Two little heads poked out above the sand dunes on Bruny Island. Rounded shapes, with sooty black heads, two little birds watching the beach-goers passing by, between undulating sand and a shoreline washed with waves.
The hooded plovers had made an appearance just as I knew they would. Unlike many other beaches in south-east Australia, the tiny, largely white waders can always been seen among the dunes at the back of the beach, or hidden among wrack on the sands.
By coincidence, just 10 minutes before spotting the plovers I had attended a lecture in the village hall at Adventure Bay by the very man who has for nearly four decades been a beach-nesting birds champion, Eric Woehler.
Dr Woehler, in his talk at the Bruny Bird Festival earlier this year, explained how Tasmania and its largely pristine coastline was important for the world population of not just the hooded plover but a bigger and more dramatic shorebird, the pied oystercatcher.
Tasmania had in fact become a vital refuge for these two species endemic to Australia, whose populations were in freefall on the mainland.
With hooded plovers, there are a mere 3000 left nationally, 50 per cent in Tasmania.

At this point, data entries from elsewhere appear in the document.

PR #3107, opened 2019-06-11
Handle bing errors kr

edmkitty:
In the v1 nearby facilities endpoint, handle errors from Bing more gracefully

https://github.com/department-of-veterans-affairs/vets-contrib/issues/2285


app/models/nearby_facility.rb
```diff
@@ -48,6 +59,32 @@ def make_linestring(polygon)
...
+                   .try(:[], 'resources')
+                   .try(:first)
+                   .try(:[], 'polygons')
+                   .try(:first)
+                   .try(:[], 'coordinates')
+                   .try(:first)
+    end
+
+    def handle_bing_errors(body, headers)
+      response_body = JSON.parse(body)
```
nfasulo: We are now parsing `response.body` twice, which would normally make me want to refactor a little. Except in this case we know this isn't going to be a long-lived implementation.

app/models/nearby_facility.rb
```diff
@@ -48,6 +59,32 @@ def make_linestring(polygon)
       polygon.map { |point| "#{point[1]} #{point[0]}" }.join(',')
     end
 
+    def parse_isochrone(response_json)
+      response_json.try(:[], 'resourceSets')
```
nfasulo: Is it possible to write this  `try` chain with safe navigation operators (`&.`)? Not asking you to change it (though it makes me slightly sad that it takes up this many lines); only asking because I tried a couple permutations but didn't get the syntax right.

lib/common/exceptions/external/bing_service_error.rb
```diff
@@ -0,0 +1,25 @@
...
+      def initialize(error_messages)
+        @error_messages = { detail: error_messages }
+      end
+
+      def errors
+        Array(SerializableError.new(i18n_data.merge(@error_messages)))
+      end
+
+      def status_code
+        500
```
nfasulo: Does this need to be a `500` error? All the Bing errors we have managed to run into could be classified as `503`, right?

edmkitty: Maybe let's table that level of granularity for later

app/models/nearby_facility.rb
edmkitty: Possibly. There is some weirdness with the safe navigation operator if something in the chain returns true/false, but I will test it

lib/common/exceptions/external/bing_service_error.rb
rtravitz: We have a ticket out there for figuring out how we communicate intermittent service issues to end users.

PR #3109, opened 2019-06-12
Fix facilities default pagination size

rtravitz:
## Description of change
Fixes [#2288](https://github.com/department-of-veterans-affairs/vets-contrib/issues/2288)

Responses from the facilities api index and nearby routes currently defaults to returning 30 items when a `per_page` param is not specified. Our documentation for these endpoints states that the default is 20 items, and `per_page` methods on `BaseFacility` and `NearbyFacility` indicate that 20 was indeed intended.

The problem is that the `WillPaginate` object from the `will_paginate` gem has a default `per_page` of 30, which we never actually override. To solve it, this PR optionally uses the `per_page` value from `BaseFacility` or `NearbyFacility` when none is provided by the params.

A previous example of this being necessary can be [seen in a facilities controller](https://github.com/department-of-veterans-affairs/vets-api/blob/b85eb618d004c1734bfcd81f381738975e461da7/app/controllers/v0/facilities/va_controller.rb#L20) under the main `/app` directory.

## Testing done
Added two tests asserting that the `per_page` values in `BaseFacility` and `NearbyFacility` are honored.

#### Unique to this PR

- [x] Fix facilities api pagination to match up with published documentation

#### Applies to all PRs


modules/va_facilities/app/controllers/va_facilities/v0/facilities_controller.rb
```diff
@@ -34,7 +34,8 @@ def all
       end
 
       def index
-        resource = BaseFacility.query(params).paginate(page: params[:page], per_page: params[:per_page])
+        resource = BaseFacility.query(params).paginate(page: params[:page],
+                                                       per_page: params[:per_page] || BaseFacility.per_page)
```
nfasulo: Do we want to go ahead and start using `max_per_page` when it is smaller than `params[:per_page]`? We could also just create another ticket if you are ready to move on.

rtravitz: Will go with a followup ticket so we can move on to the next ticket with this!

PR #3113, opened 2019-06-17
docker cache bundled gems

kreek:
## Description of change
Caches bundle install by moving it out of the docker build process and into an entry point script. Adding a new gem will no longer require reinstalling all our gems (which takes some time; looking at you nokogiri 👀) 

## Testing done
Added a new gem locally in both existing and fresh docker installs.

## Testing planned
Confirm CI builds still run

#### Unique to this PR

- [ ] Docker does not need to rebuild all gems when the Gemfile changes

#### Applies to all PRs

- [ ] Appropriate logging

### DIFF
--- a/Dockerfile
+++ b/Dockerfile
@@ -20,8 +20,13 @@ poppler-utils && \
 freshclam
 
 WORKDIR $APP_PATH
-ADD Gemfile $APP_PATH
-ADD Gemfile.lock $APP_PATH
 ADD . /src/vets-api
 
-RUN bundle install
+COPY ./docker-entrypoint.sh /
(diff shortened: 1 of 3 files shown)


kreek:
@wyattwalter and @b00klegger this is for local development. Is there a way to cache gems for Jenkins build. Another question is do we have a VA dockerhub account? Can we get images pre-built up to bundle stage of the Docker file?

annaswims:
what about [bundle package](https://bundler.io/v1.6/bundle_package.html)?  That would protect us in cases when rubygems is down.  One catch might be that `sidekiq-pro` and `sidekiq-ent` shouldn't be committed publicly.

PR #3119, opened 2019-06-20
Creating ITF expiration validation for 526

bastosmichael:
## Description of change
Solves the issue for ticket https://github.com/department-of-veterans-affairs/vets-contrib/issues/2363

## Testing done
- RSpec corrections made

## Testing planned
- Will test in dev-api.va.gov

- We are using header timestamps to check whether a claim's Intent to File is still valid (one year).

#### Applies to all PRs

- [ ] Appropriate logging

### DIFF
--- a/modules/claims_api/app/controllers/claims_api/base_form_controller.rb
+++ b/modules/claims_api/app/controllers/claims_api/base_form_controller.rb
@@ -26,7 +26,7 @@ module ClaimsApi
           errors: [
             {
               status: 422,
-              details: 'Intent to File Expiration Date has expired, please resubmit ITF.'
+              details: 'Intent to File Expiration Date has expired, resubmit ITF.'
             }
           ]
         }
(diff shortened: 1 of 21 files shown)


modules/claims_api/app/controllers/claims_api/base_form_controller.rb
```diff
@@ -20,6 +20,24 @@ def schema
 
     private
 
+    def verification_itf_expiration
+      unless itf_service.get_active('compensation')['intent_to_file'].expiration_date > Time.now.utc
```
charleystran: @bastosmichael what happens here if there is no current ITF for the target veteran?

bastosmichael: I went ahead and made the change to ensure it also fails if intent to file doesn't exist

Of the 12,000 oystercatchers, 30 percent of the population resides in Tasmania.
Although figures for both species might appear high, the birds have been declining at such a fast rate this century, they could soon reach critical levels. It’s worth noting that the pied oystercatcher was once common in New South Wales, and now is considered a critically endangered species at state level.

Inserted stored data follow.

PR #3121, opened 2019-06-21
Add ip address and user agent to logs

saneshark:
## Description of change
We need incoming ip-address added to logs in addition to request_id, this adds it to logs when invoked. Another PR will ensure we log every controller action and sidekiq job that is applicable.

I've also taken the opportunity to move around some of the configuration for logging into production.rb so that it's easier to switch from :color to :json when testing the logging locally.

https://github.com/department-of-veterans-affairs/vets.gov-team/issues/19003

## Testing done
Here is a screen shot of what sidekiq would output:
Screen Shot 2019-06-21 at 10 49 25 AM

incoming requests would behave similarly assuming Thread.current is properly set.

## Testing planned
Just need to verify that production / cloudwatch log are in the proper :json format.

#### Unique to this PR
Added ip address and user agent to log.

#### Applies to all PRs

- [x] Appropriate logging

### DIFF
--- a/config/environments/development.rb
+++ b/config/environments/development.rb
@@ -48,6 +48,8 @@ Rails.application.configure do
   # config.action_view.raise_on_missing_translations = true
   ConfigHelper.setup_action_mailer(config)
 
-  # Change this to :json to simulate production
-  config.rails_semantic_logger.format = :color
+  config.rails_semantic_logger.semantic   = false
+  config.rails_semantic_logger.started    = true
+  config.rails_semantic_logger.processing = true
+  config.rails_semantic_logger.rendered   = true
 end
--- a/config/environments/development.rb
+++ b/config/environments/development.rb
@@ -48,8 +48,6 @@ Rails.application.configure do
   # config.action_view.raise_on_missing_translations = true
   ConfigHelper.setup_action_mailer(config)
 
-  config.rails_semantic_logger.semantic   = false
-  config.rails_semantic_logger.started    = true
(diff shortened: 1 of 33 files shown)


config/environments/development.rb
```diff
@@ -48,8 +48,6 @@
   # config.action_view.raise_on_missing_translations = true
   ConfigHelper.setup_action_mailer(config)
 
-  config.rails_semantic_logger.semantic   = false
-  config.rails_semantic_logger.started    = true
-  config.rails_semantic_logger.processing = true
-  config.rails_semantic_logger.rendered   = true
+  # Change this to :json to simulate production
```
annaswims: is this just while you're working or is it meant as a permanent change?

saneshark: I out the comment there so someone knows that it's easy to toggle if they want. For some reason ENV var didn't work even with (ENV['LOGGER FORMAT'] || 'color).to_sym

annaswims:
I'd much rather not change the log format in dev.  Can we make a way to toggle for the rare ctimes when we actually want the prod-like log?

Before: 
Screen Shot 2019-06-24 at 9 48 35 AM

After:
Screen Shot 2019-06-24 at 9 50 44 AM

saneshark:
@annaswims there is no change made to dev as a part of this PR. It should be in exactly the same human readable format. If someone wants to play around with json on dev, they will need to change :color to :json on their local and make sure not to commit those changes.

PR #3125, opened 2019-06-25
Starter VSP engine template

kreek:
## Description of change
Adds a module generator that creates a Rails engine starter app that wires up a service backed endpoint. To run the generator `rails va new  {module_name}`. Given a name of `foo` it will generate/modify the following files:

The monitoring of Tasmanian resident shorebirds started in the 1980s with a program that scientists taking part, including Dr Woehler, thought would last five years.

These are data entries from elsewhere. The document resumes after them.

PR #3126, opened 2019-06-25
Add draft drive time bands endpoint spec to v1

nfasulo:
Adding specification for `/drive_time_bands` to v1 of Facilities API. I included language in the description that indicates that is only a draft and the endpoint is not actually available, which will need to be removed once there is an actual endpoint.

Resolves department-of-veterans-affairs/vets-contrib/issues/2384.


modules/va_facilities/README.v1.yml
```diff
@@ -233,6 +233,265 @@ paths:
...
+      description: |
+        *This is a draft specification and not an available endpoint.*
+        
+        Retrieve the polygons used to determine in which drive time band veterans fall into for specified facilities. 
+
+        One can retrieve multiple facilities by id using this endpoint by making a
+        request with a comma-separated list of ids like `?ids=id1,id2`. When requesting facilities
+        in bulk by `id`, the API will return as many ids as it can find matches for and omit any
+        ids where there is no match. It will not return an HTTP error code if it is unable to match
+        a requested `id`. Clients may supply ids up to the limit a their HTTP client enforces for
```
rtravitz: "a their HTTP client"

modules/va_facilities/README.v1.yml
```diff
@@ -233,6 +233,265 @@ paths:
...
+        URI path lengths -- usually 2,048 characters.
+
+        Alternatively, one can retrieve a single facility using /drive_time_bands/{id}.
```
rtravitz: Backticks around route?

modules/va_facilities/README.v1.yml
```diff
@@ -568,6 +814,168 @@ components:
...
+                  type: array
+                  items:
+                    $ref: "#/components/schemas/DriveTimeBand"
+    DriveTimeBand:
+      description: a drive time band
+      type: object
+      properties:
+        name:
+          type: string
+          example: "drive_time_band_30"
```
rtravitz: Does it add extra clarity to have a name string when number/unit convey roughly the same information?

modules/va_facilities/README.v1.yml
```diff
@@ -233,6 +233,265 @@ paths:
...
+            application/json:
+              schema:
+                $ref: "#/components/schemas/AuthorizationError"
+        '406':
+          description: Requested format unacceptable
+          content:
+            application/json:
+              schema:
+                $ref: "#/components/schemas/APIError"
+  /drive_time_bands/{id}:
```
rtravitz: Should we point them to `/drive_time_bands` for more information? Will someone be confused if they open this endpoint first? Same question for the `/all` variant, too.

modules/va_facilities/README.v1.yml
nfasulo: I think this is needed mostly for the first element in the array which is the lat/long of the facility itself. `{ value: 0, unit: "minutes" }` doesn't really tell you what that element is.

modules/va_facilities/README.v1.yml
nfasulo: Fixed this in v0 as well.

nfasulo:
> Left a few comments. My main question is: should we provide all of the facility information for this endpoint? That seems more the purpose of the `/facilities` endpoint. In this case would it make sense to just give back id, name, location, and the polygon?

@rtravitz I agree that we don't need to provide all of the attributes of a facility for either this endpoint or nearby. I have been relying the assumption that the array of required properties in the Facility schema which includes that only `name`, `facility_type`, `lat`, and `lng` means that we aren't promising that a returned facilty will have any attributes other than those. That way we can use the same schema for the main endpoint and these new ones and not have to determine exactly which of the attributes we consider non-essential for any particular endpoint.

Maybe I'm misreading the meaning of `required` or maybe that is just too cute of a use of it and not fair to consumers in its vagueness. Either way if I am open to creating a separate schema for indicating what an abbreviated facility object would look like if folks think that makes more sense.

rtravitz:
> I have been relying the assumption that the array of required properties in the Facility schema which includes that only `name`, `facility_type`, `lat`, and `lng` means that we aren't promising that a returned facilty will have any attributes other than those. That way we can use the same schema for the main endpoint and these new ones and not have to determine exactly which of the attributes we consider non-essential for any particular endpoint.

@nfasulo Oh, this completely changes my understanding of this spec! While it's great (and right) that the facility schema should be reusable, the subtlety around required was not apparent to me at all. I looked at the generated sample response and assumed that, that indicated which fields were coming back.

> Maybe I'm misreading the meaning of `required` or maybe that is just too cute of a use of it and not fair to consumers in its vagueness. Either way if I am open to creating a separate schema for indicating what an abbreviated facility object would look like if folks think that makes more sense.

While we open ourselves up to accidental inconsistencies and more work by having multiple schemas, I think the clarity tradeoff for the end users is worth it. At least as long as we have Swagger UI rendering the Open API spec in the way that it does!

rtravitz:
It looks like there are still non-required attributes that come back with `FacilityBasic`. Should we return address and services for this pared down response? 

Also in general, do we have any way for users to filter out non-required response fields? Or we're just saying that we reserve the option to not return those fields at various points?

nfasulo:
> It looks like there are still non-required attributes that come back with `FacilityBasic`. Should we return address and services for this pared down response?

I have been thinking of it in terms of what data would be useful if you needed to make a map of facilities. I figure address for displaying in a card and services for possible filtering. I've been living with this assumption since we started working planning `/nearby`. Maybe it does make more sense to go completely minimalist and then this pared down response can be used by any facility resource that is exposing data outside of the main facility dataset. That offloads more work onto consumers, but it is probably better to make the less assumptions about their use cases.

> Also in general, do we have any way for users to filter out non-required response fields? Or we're just saying that we reserve the option to not return those fields at various points?

No, users can't filter which fields they are going to get returned. I take it more to mean: we don't own this facility data so we can't guarantee for its completeness, caveat emptor.

rtravitz:
> Maybe it does make more sense to go completely minimalist and then this pared down response can be used by any facility resource that is exposing data outside of the main facility dataset. That offloads more work onto consumers, but it is probably better to make the less assumptions about their use cases.

🚀 I like this approach a lot. Then we just provide lighter utility endpoints and drive back to `/facilities` for the full data.

davem-va:
> > Maybe it does make more sense to go completely minimalist and then this pared down response can be used by any facility resource that is exposing data outside of the main facility dataset. That offloads more work onto consumers, but it is probably better to make the less assumptions about their use cases.
> 
> 🚀 I like this approach a lot. Then we just provide lighter utility endpoints and drive back to `/facilities` for the full data.

Yes, I agree with this approach.  Thanks all.

modules/va_facilities/README.v1.yml
```diff
@@ -726,11 +726,22 @@ paths:
...
-      summary: Retrieve a specific facility by ID
+      summary: Retrieve polygons of the drive time bands for a facility by ID
       description: |
         *This is a draft specification and not an available endpoint.*
+        
+        Retrieve the polygons used to determine in which drive time band veterans fall into for a specified facility. 
+
+        Alternatively, one can retrieve drive time bands for all facilities using `/facilities/all/drive_time_bands`.
+
+        The `ids` parameter is *required* to query this API. Requests without one or the other will return `400 Bad Request`.
```
rtravitz: The latest commit says it removes the ids query from the spec, but I'm not seeing that reflected here. Is that correct?

modules/va_facilities/README.v1.yml
```diff
@@ -726,11 +726,22 @@ paths:
...
+
+        Results of this operation are paginated. JSON responses include pagination information
+        in the standard JSON API "links" and "meta" elements. GeoJSON responses include pagination
+        information in the "Link" header.
 
-        See `/drive_time_bands` for more information.
+        The facility information returned by `/drive_time_bands` is a small subset of the information returned by `/facilities`.
+        Please use `/facilities` to detailed information.
```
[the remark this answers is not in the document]
nfasulo: I'm trying to tell the consumer to make a request to `/facilities`to get detailed information for a facility. What if I change this to:
>Please use `/facilities` to request more detailed information on facilities.

modules/va_facilities/README.v1.yml
nfasulo: I don't know how I managed to not remove this route.

modules/va_facilities/README.v1.yml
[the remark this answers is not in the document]
rtravitz: Either/or! Just a minor comment about what seems like a missing word and not any problem with what it communicates.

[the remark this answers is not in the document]
nfasulo: Ugh, yeah, that's gives you an idea of my reading comprehension this morning. I'm just not actually understanding.

PR #3129, opened 2019-06-27
Reference URL fixes in API docs

jeff2d2:
## Description of change
Fixes https://github.com/department-of-veterans-affairs/vets-contrib/issues/2527
Noticed that all of our API docs that contain a `Reference` section with the `Raw Open API Spec` URLs have links for *dev* instead of *prod*. Also some were `http` instead of `https`.

- [x] All reference URLs use `https`
- [x] All reference URLs point to `prod`

#### Applies to all PRs

- [x] Appropriate logging

### DIFF
--- a/modules/appeals_api/README.yml
+++ b/modules/appeals_api/README.yml
@@ -32,7 +32,7 @@ info:
 
       ## Reference
 
-      Raw Open API Spec: http://dev-api.va.gov/services/appeals/docs/v0/api
+      Raw Open API Spec: http://api.va.gov/services/appeals/docs/v0/api
 
   termsOfService: ''
   contact:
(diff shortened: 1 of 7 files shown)


jeff2d2:
I noticed that Facilities is the only one that uses links instead of displaying the URL as text. Would that be preferred? It's the only one with multiple references, so maybe that's why it's that way and the others aren't?

dhall:
this means that viewing these from dev-developer.va.gov the reference will point to prod .. but I think that makes more sense then prod pointing to dev. I don't feel strongly that we need to find a way to make them environment aware so dev points to dev and prod points to prod.. all that to say -- thanks, this looks good to me :)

It’s still going strong and in the intervening years the scientist says that he has assessed every accessible beach in Tasmania, including many on the Bass Strait islands.
“It’s been a mammoth task,” he said, “considering Tasmania’s coastline is longer than that of Victoria and New South Wales combined. Eight per cent of Australia’s coastline in total.”
Dr Woehler, of the Australasian Seabird Group, said that comprehensive data compiled by teams of volunteers now listed 9000 nests, territories and colonies on 460 sandy beaches.
The surveys have also included two other species of beach-nesting birds, fairy and little terns which are both listed as critically endangered in Tasmania.
The chief threats to these birds are disturbance by beach-goers and particularly their dogs. Four-wheel-drive vehicles driven along beaches are also a menace, along with to a lesser degree horse riders.
“Every time I turn on TV, I see advertisements for utes, the vehicles thrashing along beaches, throwing up spray,“ Dr Woehler said. “If you buy a 4WD the first thing you want to do is drive it through the surf. The shorebirds nesting on beaches pay a heavy price.”